#### [WORK TO COMPLETE]
The string "localTracks" may appear in lines of the data; report how many lines contain it, with no other output.

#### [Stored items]
▬▬▬▬▬▬▬▬▬▬

PR #1265, opened 2020-07-23
feat: PerformanceObserverStats initial commit

jallamsetty1:
Add a performance stat around long tasks. Chrome supports PerformanceObserver API that lets us
register for long tasks event. Any task that takes longer than 50ms is considered a long task.

### DIFF
--- a/JitsiConference.js
+++ b/JitsiConference.js
@@ -375,6 +375,11 @@ JitsiConference.prototype._init = function(options = {}) {
         Statistics.analytics.addPermanentProperties({
             'callstats_name': this._statsCurrentId
         });
+
+        // Start performance observer for monitoring long tasks
+        if (config.performanceStatsInterval) {
+            this.statistics.attachPerformanceStats(this);
+        }
     }
 
     this.eventManager.setupChatRoomListeners();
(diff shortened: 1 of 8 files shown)


modules/statistics/statistics.js
```diff
@@ -283,6 +290,63 @@ Statistics.prototype.removeByteSentStatsListener = function(listener) {
...
+        () => this.performanceObserverStats.stopObserver());
+};
+
+/**
+ * Obtains the current value of the performance statistics.
+ *
+ * @returns {Object|null} stats object if the observer has been
+ * created, null otherwise.
+ */
+Statistics.prototype.getPerformanceStats = function() {
```
paweldomas, line 334: ah I see you actually wrote a getter here, but it's not used in `JitsiConference`.

JitsiConference.js
```diff
@@ -719,6 +724,16 @@ JitsiConference.prototype.getLocalVideoTrack = function() {
     return this.rtc ? this.rtc.getLocalVideoTrack() : null;
 };
 
+/**
+ * Obtains the performance statistics.
+ * @returns {Object|null}
+ */
+JitsiConference.prototype.getPerformanceStats = function() {
```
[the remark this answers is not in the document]
jallamsetty1: Yes, makes sense.

modules/statistics/statistics.js
jallamsetty1: I will switch to using this getter in `JitsiConference` instead of calling on the `performanceObserverStats` directly.

PR #1267, opened 2020-07-24
Update tokens.md

samlabs821:
From this comment i found that jitsi-meet-tokens replaced by jitsi-meet-prosody
https://github.com/jitsi/jitsi-meet/issues/6217#issuecomment-618246186


damencho:
That is not true, it is just that all modules had been moved to be provided by jitsi-meet-prosody and that is enough if you are doing a manual configuration and manually installing lua dependencies. But jitsi-meet-tokens still have some dependency installing and automatic configuration ...

PR #1276, opened 2020-08-05
WIP - e2ee: introduce per-participant randomly generated keys

saghul:
This the second stage in our E2EE journey.

Instead of using a single pre-shared passphrase for deriving the key used for
E2EE, we now establish a secure E2EE communication channel amongst peers.

This channel is implemented using libolm, using XMPP groupchat or JVB channels
as the transport.

Once the secure E2EE channel has been established each participant will generate
a random 32 byte key and exchange it over this channel.

Keys are rotated (well, just re-created at the moment) when a participant joins
or leaves.


modules/e2ee/E2EEncryption.js
```diff
@@ -64,13 +122,47 @@ export class E2EEncryption {
...
-     *
-     * @param {string} key - the key to be used.
-     * @returns {void}
+     * TODO.
+     */
+    _onParticipantJoined(id) {
+        logger.debug(`Participant ${id} joined`);
+
+        if (this._enabled) {
+            this._rotateKey();
```
fippo, line 131: can you call a .ratchet which for now calls rotateKey?

saghul: 👍

sapkra:
@saghul Do you already have a rough release date for this feature?

JitsiConference.js
```diff
@@ -3374,64 +3381,64 @@ JitsiConference.prototype._sendConferenceLeftAnalyticsEvent = function() {
...
- * Returns whether End-To-End encryption is supported. Note that not all participants
- * in the conference may support it.
+ * Restarts all active media sessions.
  *
- * @returns {boolean}
+ * @returns {void}
  */
-JitsiConference.prototype.isE2EESupported = function() {
-    const config = this.options.config;
+JitsiConference.prototype._restartMeddiaSessions = function() {
```
fippo, line 3388:
```suggestion
JitsiConference.prototype._restartMediaSessions = function() {
```

modules/e2ee/E2EEncryption.js
```diff
@@ -37,6 +60,84 @@ export class E2EEncryption {
...
+        if (enabled === this._enabled) {
+            return;
+        }
+
+        this._enabled = enabled;
+
+        // Need to re-create the peerconnections in order to apply the insertable streams constraint.
+        // TODO: this was necessary due to some audio issues when indertable streams are used
+        // even though encryption is not performed. This should be fixed in the browser eventually.
+        this.conference._restartMeddiaSessions();
```
fippo, line 110:
```suggestion
        this.conference._restartMediaSessions();
```

modules/e2ee/E2EEContext.js
```diff
@@ -23,24 +21,32 @@ const kJitsiE2EE = Symbol('kJitsiE2EE');
...
+     * FIXME: We currently use the MUC room name for this which has the same lifetime
+     * as this context. While not (pseudo)random as recommended in
+     * https://developer.mozilla.org/en-US/docs/Web/API/Pbkdf2Params
+     * this is easily available and the same for all participants.
+     * We currently do not enforce a minimum length of 16 bytes either.
      */
     constructor(options) {
         this._options = options;
 
+        // Figure out the URL for the worker script. Relative URLs are relative to
```
fippo, line 37:
```suggestion
        // Determine the URL for the worker script. Relative URLs are relative to
```

modules/e2ee/E2EEContext.js
```diff
@@ -53,6 +59,19 @@ export default class E2EEcontext {
         });
     }
 
+    /**
+     * Cleans up all state associated with the given participant. This is needed when a
+     * participant leaves the current conference.
+     *
+     * @param {string} participantId - The participant that just left.
+     */
+    cleanup(participantId) {
```
fippo, line 68: didn't you say we don't cleanup earlier today? Or is this just adding the cleanup

modules/e2ee/E2EEncryption.js
```diff
@@ -37,6 +60,84 @@ export class E2EEncryption {
...
+     */
+    setEnabled(enabled) {
+        if (enabled === this._enabled) {
+            return;
+        }
+
+        this._enabled = enabled;
+
+        // Need to re-create the peerconnections in order to apply the insertable streams constraint.
+        // TODO: this was necessary due to some audio issues when indertable streams are used
```
fippo, line 108: add link to https://bugs.chromium.org/p/chromium/issues/detail?id=1103280&

modules/e2ee/E2EEncryption.js
```diff
@@ -37,6 +60,84 @@ export class E2EEncryption {
...
+
+        // Send it to others using the E2EE olm channel.
+        this._olmAdapter.updateKey(key).then(() => {
+            // Set our key so we begin encrypting.
+            this._e2eeCtx.setKey(this.conference.myUserId(), key);
+        });
+    }
+
+    /**
+     * Generates a new 32 byte random key.
```
fippo, line 123: 256 bit? I like key length in bits

modules/e2ee/E2EEncryption.js
```diff
@@ -53,32 +154,89 @@ export class E2EEncryption {
...
+     * @private
      */
-    setKey(key) {
-        this._e2eeCtx.setKey(key);
+    async _rotateKey() {
+        const key = this._generateKey();
+
+        await this._olmAdapter.updateKey(key);
+
+        this._e2eeCtx.setKey(this.conference.myUserId(), key);
```
fippo, line 227: design question: this means we have the keys in userland js, not in the worker?

modules/e2ee/Worker.js
```diff
@@ -1,378 +1,382 @@
...
+ */
+function polyFillEncodedFrameMetadata(encodedFrame, controller) {
+    if (!encodedFrame.getMetadata) {
         encodedFrame.getMetadata = function() {
-          return {
-            // TODO: provide a more complete polyfill based on additionalData for video.
-            synchronizationSource: this.synchronizationSource,
-            contributingSources: this.contributingSources
-          };
+            return {
```
fippo, line 14: we should remove this and drop M83 support. Later

modules/xmpp/ChatRoom.js
```diff
@@ -1063,17 +1063,21 @@ export default class ChatRoom extends Listenable {
                     from, invite.attr('from'), txt, password);
             }
         }
+
         const jsonMessage = $(msg).find('>json-message').text();
```
fippo, line 1067: is this spec-compliant? :rofl:

modules/e2ee/E2EEContext.js
saghul: Oh, looks like past saghul was smart enough to solve it already!

modules/e2ee/E2EEncryption.js
saghul: 👍

modules/e2ee/E2EEncryption.js
saghul: Yes. We generate it outside of the worker and then send it to the worker. In addition, we pass it on the olm adapter, which sends it to everyone else, and keeps it around to send it in ACKs. Now, we can probably get rid of this, since we regenerate the key when a new participant joins anyway, and once we add ratcheting, we'll just send a message to the worker to ratchet.

modules/e2ee/Worker.js
saghul: Agreed. Since it's minimal, and I don't want to add a version check, I thought we can keep it around for a bit longer.

modules/xmpp/ChatRoom.js
saghul: Don't tell anyone.

fippo (approved):
ship it (to beta)

PR #1278, opened 2020-08-07
fix(video-quality): add a check for local video track before applying max bitrates

jallamsetty1:


psi-4ward:
EXACTLY what my fix looks like. Perhaps I should open pr instead of issues 😁

PR #1281, opened 2020-08-11
Promise cleanup in the RTC module

paweldomas:


modules/RTC/TPCUtils.js
```diff
@@ -418,7 +417,7 @@ export class TPCUtils {
                         parameters.encodings.forEach(encoding => {
                             encoding.active = true;
                         });
-                        transceiver.sender.setParameters(parameters);
+                        setParamPromises.push(transceiver.sender.setParameters(parameters));
```
jallamsetty1, line 420: Was this the reason for the onnegotiationneeded loop ? I somehow missed the fact that RTCRtpSender.setParameters is async :(

paweldomas: No worries. It wasn't - the onnegotiationneeded loop was caused on my experimental branch where I was setting sendrecv direction on the recvonly transceiver for the remote stream.

modules/RTC/TraceablePeerConnection.js
```diff
@@ -1481,21 +1481,23 @@ TraceablePeerConnection.prototype.containsTrack = function(track) {
 /**
  * Add {@link JitsiLocalTrack} to this TPC.
  * @param {JitsiLocalTrack} track
+ * @returns {Promise<void>} - resolved when done.
```
jallamsetty1, line 1484: We have made `addTrack` return a Promise now but in JingleSessionPC.js where the local tracks are added before offer/answer, we are not waiting for the promise to get resolved.

paweldomas: I'll take a look - must have missed it, thanks!

paweldomas: It seems that the encoding could be passed as `transceiverInit`[1] and `addTrack` won't need it do be async? I'm wondering why is it currently done only for the "isInitiator and not Firefox" case? Is it possible to get rid of [2] and pass the encoding to the constructor?

Also I don't understand why TCPUtils makes assumptions about whether or not tracks are added before 'session-initiate' is sent to another peer[3]. Dealing with problems like this should belong to the jingle session layer and should be of no concern to TCPUtils which belong the RTC layer.

[1]: https://github.com/jitsi/lib-jitsi-meet/blob/d219b6b91b60c6f726b66576f34cb67adab23abd/modules/RTC/TPCUtils.js#L225
[2]: https://github.com/jitsi/lib-jitsi-meet/blob/d219b6b91b60c6f726b66576f34cb67adab23abd/modules/RTC/TraceablePeerConnection.js#L1547
[3]: https://github.com/jitsi/lib-jitsi-meet/blob/d219b6b91b60c6f726b66576f34cb67adab23abd/modules/RTC/TPCUtils.js#L216

jallamsetty1: FF doesn't take the encodings in the `transceiverInit`, they have to be configured after the transceiver is created by calling `setParameters` on the sender. That is the major difference between Chrome/Safari unified vs Firefox unified plan impl. 

In the transceiver model, we do have to determine how to add the tracks based on whether the client is an initiator or a responder. In the responder case, a transceiver is already created when we call sRD. Calling addTransceiver() again would create a new transceiver, so pc.addTrack() needs to be called in this case to make sure the track gets attached to the existing transceiver.
The RTC layer is what add the tracks to the pc, so these decisions have to be made here.

paweldomas: When I'm looking at the code in `JingleSessionPC.setOfferAnswerCycle` the tracks are added, before the remote description is set.

If RTC module relies on whether or not a transceiver exists it should do a check for it by scanning the list on the peerconnection. Same applies to relying on whether or not a remote description has been set - the code should check the `remoteDescription` field.

modules/xmpp/JingleSessionPC.js
```diff
@@ -926,15 +926,19 @@ export default class JingleSessionPC extends JingleSession {
...
-    invite(localTracks) {
+    invite(localTracks = []) {
         if (!this.isInitiator) {
             throw new Error('Trying to invite from the responder session');
         }
         const workFunction = finishedCallback => {
+            const addTracks = [];
+
             for (const localTrack of localTracks) {
                 this.peerconnection.addTrack(localTrack, true /* isInitiator */);
```
jallamsetty1, line 937: I think you are missing the push to `addTracks` here.

modules/RTC/TraceablePeerConnection.js
jallamsetty1: Makes sense, as discussed, we can clean this up when working on p2p case in unified since this code path is not being used in the jvb case which is the only active mode for unified plan now.

modules/xmpp/JingleSessionPC.js
paweldomas: 🤦

paweldomas:
@jallamsetty1 I had to force push to resolve the conflicts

▬▬▬▬▬▬▬▬▬▬

#### [RESPONSE BOX]
3